# my artwork!



## BlueInkFish (Jan 13, 2013)

So here are my betta drawings but the camera I used (phone) isnt that great but this is the best I can do ill try to get better pictures but I would love to take only 3 request atm but ill do more if anyone wants more! And of course their free :3 Just tell me his/her name and color type, tail type will also help post a picture please if you can


----------



## BlueInkFish (Jan 13, 2013)

Random super red delta I drew....


----------



## BlueInkFish (Jan 13, 2013)

A blue halfmoon betta


----------



## BlueInkFish (Jan 13, 2013)

And a lavender crowntail  probably not the best drawings youve seen but I tried my hardest


----------



## BlueInkFish (Jan 13, 2013)

Here are better pix


----------



## BlueInkFish (Jan 13, 2013)

And another... I won't show the blue hm cuz I honestly don't think that was a good drawing >__<


----------



## MusicBeam (Sep 7, 2013)

I was wondering if you could draw my late betta Beam  I don't have a picture, but he was an all red male veiltale.
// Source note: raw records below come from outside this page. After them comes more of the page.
PR #2459, opened 2018-04-02
Improve README for the Spring Boot sample

gzurowski:
Include details about configuring alternative context paths and provide
sample URLs.


tadayosi:
Awesome!

PR #2481, opened 2018-06-29
2.0.x -- allow using SSL by specifying a keyStore and keyStorePass form embedded hawtio

myrlyn:
SSL is already available via container configuration for Hawtio running in external Servlet Containers (such as tomcat, or a managed Jetty instance), but not for embedded use.  

This patch adds support for SSL using embedded Jetty. 

I needed this for one of my own projects, and decided to offer this upstream. 

So far the only remaining issue is that the redirect from "https://host:port/hawtio" redirects to "http://host:port/hawtio/" instead of "https://host:port/hawtio".  

Other redirects (such as the ones to login, if authentication is enabled) work properly.

### DIFF
--- a/hawtio-embedded/pom.xml
+++ b/hawtio-embedded/pom.xml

Very simple


----------



## BlueInkFish (Jan 13, 2013)

MusicBeam said:


> I was wondering if you could draw my late betta Beam  I don't have a picture, but he was an all red male veiltale. Very simple


Of course I would love to! I'll get it by today or tmmrrw!


----------



## MusicBeam (Sep 7, 2013)

Oh thank you! No rush


----------